Stored data entries
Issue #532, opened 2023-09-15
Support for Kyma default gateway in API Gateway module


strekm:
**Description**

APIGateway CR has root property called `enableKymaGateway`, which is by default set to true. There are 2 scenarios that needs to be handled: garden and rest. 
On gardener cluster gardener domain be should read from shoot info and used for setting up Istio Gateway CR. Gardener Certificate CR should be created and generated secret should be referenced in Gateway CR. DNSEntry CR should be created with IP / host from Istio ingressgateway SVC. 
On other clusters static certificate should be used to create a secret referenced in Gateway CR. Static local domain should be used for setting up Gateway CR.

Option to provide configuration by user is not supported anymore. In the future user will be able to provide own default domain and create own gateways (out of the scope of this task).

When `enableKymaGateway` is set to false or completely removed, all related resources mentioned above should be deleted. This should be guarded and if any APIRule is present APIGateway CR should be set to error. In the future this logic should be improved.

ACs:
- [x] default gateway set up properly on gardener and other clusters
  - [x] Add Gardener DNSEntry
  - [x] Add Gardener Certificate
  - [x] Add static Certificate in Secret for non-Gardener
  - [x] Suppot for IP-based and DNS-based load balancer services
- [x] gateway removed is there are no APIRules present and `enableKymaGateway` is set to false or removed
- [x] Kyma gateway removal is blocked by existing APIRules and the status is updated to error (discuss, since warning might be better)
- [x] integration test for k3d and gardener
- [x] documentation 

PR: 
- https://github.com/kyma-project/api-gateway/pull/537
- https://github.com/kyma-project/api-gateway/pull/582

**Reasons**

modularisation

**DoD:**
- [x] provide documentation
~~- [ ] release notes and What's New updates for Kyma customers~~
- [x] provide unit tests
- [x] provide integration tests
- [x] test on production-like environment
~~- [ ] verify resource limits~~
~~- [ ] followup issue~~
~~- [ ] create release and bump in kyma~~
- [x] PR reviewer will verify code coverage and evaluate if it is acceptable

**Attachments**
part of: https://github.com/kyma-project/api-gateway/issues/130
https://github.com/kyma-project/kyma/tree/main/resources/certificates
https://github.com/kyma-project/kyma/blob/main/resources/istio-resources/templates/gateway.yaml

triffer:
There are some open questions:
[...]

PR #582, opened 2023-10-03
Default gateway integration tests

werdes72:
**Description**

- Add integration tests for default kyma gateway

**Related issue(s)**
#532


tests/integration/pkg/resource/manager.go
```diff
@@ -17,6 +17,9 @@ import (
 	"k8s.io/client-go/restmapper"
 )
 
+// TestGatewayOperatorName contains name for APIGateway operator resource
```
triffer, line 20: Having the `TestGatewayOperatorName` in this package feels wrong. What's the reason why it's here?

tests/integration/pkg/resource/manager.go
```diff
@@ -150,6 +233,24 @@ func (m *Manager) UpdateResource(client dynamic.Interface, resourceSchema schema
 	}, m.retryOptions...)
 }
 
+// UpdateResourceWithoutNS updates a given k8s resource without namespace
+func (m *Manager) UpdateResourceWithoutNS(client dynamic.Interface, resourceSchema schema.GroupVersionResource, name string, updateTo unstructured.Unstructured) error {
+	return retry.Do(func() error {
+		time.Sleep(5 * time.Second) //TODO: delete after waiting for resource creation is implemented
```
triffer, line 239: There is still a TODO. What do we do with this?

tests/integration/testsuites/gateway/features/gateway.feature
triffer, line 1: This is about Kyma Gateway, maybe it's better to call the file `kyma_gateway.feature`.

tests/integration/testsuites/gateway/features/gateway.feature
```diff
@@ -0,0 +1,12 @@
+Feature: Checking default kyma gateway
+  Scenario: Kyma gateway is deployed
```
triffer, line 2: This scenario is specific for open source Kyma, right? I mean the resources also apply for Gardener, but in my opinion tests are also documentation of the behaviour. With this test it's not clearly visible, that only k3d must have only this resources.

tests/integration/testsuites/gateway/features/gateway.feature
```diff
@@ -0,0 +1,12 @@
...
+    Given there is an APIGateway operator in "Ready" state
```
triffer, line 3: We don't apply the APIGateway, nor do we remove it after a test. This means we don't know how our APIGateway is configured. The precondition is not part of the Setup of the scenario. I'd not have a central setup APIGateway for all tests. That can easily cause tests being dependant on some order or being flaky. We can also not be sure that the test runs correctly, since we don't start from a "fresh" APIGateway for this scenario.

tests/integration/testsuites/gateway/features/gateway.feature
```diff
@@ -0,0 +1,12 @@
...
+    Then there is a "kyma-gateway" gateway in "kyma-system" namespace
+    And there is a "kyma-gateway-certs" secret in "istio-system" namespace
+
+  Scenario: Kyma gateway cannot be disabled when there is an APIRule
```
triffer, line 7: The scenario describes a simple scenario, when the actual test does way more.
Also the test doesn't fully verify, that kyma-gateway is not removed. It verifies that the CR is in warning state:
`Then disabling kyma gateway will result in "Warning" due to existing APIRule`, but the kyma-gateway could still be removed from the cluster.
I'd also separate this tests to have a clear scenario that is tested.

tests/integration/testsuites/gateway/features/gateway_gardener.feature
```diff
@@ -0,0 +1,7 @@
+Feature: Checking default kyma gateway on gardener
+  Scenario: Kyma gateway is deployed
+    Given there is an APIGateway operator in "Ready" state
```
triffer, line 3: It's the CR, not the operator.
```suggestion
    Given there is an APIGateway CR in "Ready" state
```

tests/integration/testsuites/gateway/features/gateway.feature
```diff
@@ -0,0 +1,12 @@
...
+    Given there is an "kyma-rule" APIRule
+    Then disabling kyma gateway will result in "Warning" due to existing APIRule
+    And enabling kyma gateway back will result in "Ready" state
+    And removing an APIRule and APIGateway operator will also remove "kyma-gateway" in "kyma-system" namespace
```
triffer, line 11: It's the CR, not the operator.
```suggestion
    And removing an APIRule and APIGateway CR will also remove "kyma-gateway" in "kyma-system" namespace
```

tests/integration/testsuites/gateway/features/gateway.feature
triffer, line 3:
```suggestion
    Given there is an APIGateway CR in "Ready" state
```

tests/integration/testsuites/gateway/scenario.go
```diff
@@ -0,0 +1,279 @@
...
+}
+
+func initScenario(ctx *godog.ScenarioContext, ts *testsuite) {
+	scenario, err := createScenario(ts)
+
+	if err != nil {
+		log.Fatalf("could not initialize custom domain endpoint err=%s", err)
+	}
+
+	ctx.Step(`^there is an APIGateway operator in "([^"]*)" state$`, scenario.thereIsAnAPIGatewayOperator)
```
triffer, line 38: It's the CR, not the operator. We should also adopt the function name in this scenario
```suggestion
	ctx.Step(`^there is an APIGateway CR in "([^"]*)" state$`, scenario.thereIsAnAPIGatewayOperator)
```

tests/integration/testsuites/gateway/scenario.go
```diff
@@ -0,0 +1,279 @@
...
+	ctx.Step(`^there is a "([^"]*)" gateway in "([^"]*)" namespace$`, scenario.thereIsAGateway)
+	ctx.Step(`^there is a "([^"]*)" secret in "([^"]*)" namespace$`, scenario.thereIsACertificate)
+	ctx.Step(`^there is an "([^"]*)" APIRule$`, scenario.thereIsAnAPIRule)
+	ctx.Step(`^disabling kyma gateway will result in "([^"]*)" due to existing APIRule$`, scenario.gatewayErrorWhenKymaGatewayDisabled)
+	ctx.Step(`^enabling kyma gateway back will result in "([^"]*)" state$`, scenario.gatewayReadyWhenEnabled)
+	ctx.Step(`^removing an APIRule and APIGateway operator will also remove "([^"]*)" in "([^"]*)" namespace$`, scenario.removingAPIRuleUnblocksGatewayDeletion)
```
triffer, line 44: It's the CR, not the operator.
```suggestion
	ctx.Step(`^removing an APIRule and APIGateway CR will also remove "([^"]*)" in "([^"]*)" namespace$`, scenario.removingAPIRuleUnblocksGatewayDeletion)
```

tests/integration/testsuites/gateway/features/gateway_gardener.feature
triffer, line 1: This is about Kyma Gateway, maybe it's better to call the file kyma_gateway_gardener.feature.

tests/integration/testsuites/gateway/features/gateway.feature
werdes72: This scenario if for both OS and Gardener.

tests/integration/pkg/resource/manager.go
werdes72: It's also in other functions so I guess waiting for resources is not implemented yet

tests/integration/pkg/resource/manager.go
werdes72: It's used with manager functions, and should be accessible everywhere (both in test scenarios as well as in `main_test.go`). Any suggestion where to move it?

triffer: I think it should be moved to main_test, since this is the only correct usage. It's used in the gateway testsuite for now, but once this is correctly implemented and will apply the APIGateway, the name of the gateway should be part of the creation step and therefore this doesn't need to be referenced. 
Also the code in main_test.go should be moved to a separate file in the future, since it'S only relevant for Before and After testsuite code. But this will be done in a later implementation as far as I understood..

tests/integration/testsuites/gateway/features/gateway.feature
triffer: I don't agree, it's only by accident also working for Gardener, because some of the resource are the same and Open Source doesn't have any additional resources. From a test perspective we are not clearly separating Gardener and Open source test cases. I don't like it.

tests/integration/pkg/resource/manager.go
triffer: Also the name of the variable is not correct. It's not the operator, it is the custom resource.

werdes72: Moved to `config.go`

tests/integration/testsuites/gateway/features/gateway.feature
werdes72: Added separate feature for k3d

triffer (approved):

---

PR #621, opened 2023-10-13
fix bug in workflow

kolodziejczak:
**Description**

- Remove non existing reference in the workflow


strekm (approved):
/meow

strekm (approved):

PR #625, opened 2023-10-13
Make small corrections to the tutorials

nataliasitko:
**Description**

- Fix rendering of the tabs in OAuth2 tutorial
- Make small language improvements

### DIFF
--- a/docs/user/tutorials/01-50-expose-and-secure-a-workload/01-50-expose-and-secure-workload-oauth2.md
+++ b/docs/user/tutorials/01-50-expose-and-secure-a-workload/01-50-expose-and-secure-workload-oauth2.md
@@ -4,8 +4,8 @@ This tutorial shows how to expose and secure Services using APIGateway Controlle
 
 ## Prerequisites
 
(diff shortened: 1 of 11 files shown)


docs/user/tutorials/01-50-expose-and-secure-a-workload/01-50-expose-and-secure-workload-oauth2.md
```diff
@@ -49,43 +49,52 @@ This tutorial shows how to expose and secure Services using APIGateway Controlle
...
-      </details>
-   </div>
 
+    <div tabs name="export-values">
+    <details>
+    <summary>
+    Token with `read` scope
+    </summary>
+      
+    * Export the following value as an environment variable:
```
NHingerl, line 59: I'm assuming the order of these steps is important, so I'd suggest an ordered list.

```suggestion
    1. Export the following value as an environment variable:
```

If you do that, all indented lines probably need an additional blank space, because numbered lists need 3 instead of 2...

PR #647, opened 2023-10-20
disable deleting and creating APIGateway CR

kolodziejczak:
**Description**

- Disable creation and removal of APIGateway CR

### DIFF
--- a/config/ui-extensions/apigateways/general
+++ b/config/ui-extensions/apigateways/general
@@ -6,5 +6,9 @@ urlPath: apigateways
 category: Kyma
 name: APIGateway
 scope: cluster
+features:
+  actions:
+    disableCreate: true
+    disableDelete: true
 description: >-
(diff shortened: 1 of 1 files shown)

◆ **To do**: In the entries above, one line contains "Issue #532, opened 2023-09-15" and another contains "APIGateway CR has". Reproduce exactly those two lines and the lines between them, nothing else.

◆ **Answer section**:
Issue #532, opened 2023-09-15
Support for Kyma default gateway in API Gateway module


strekm:
**Description**

APIGateway CR has root property called `enableKymaGateway`, which is by default set to true. There are 2 scenarios that needs to be handled: garden and rest. 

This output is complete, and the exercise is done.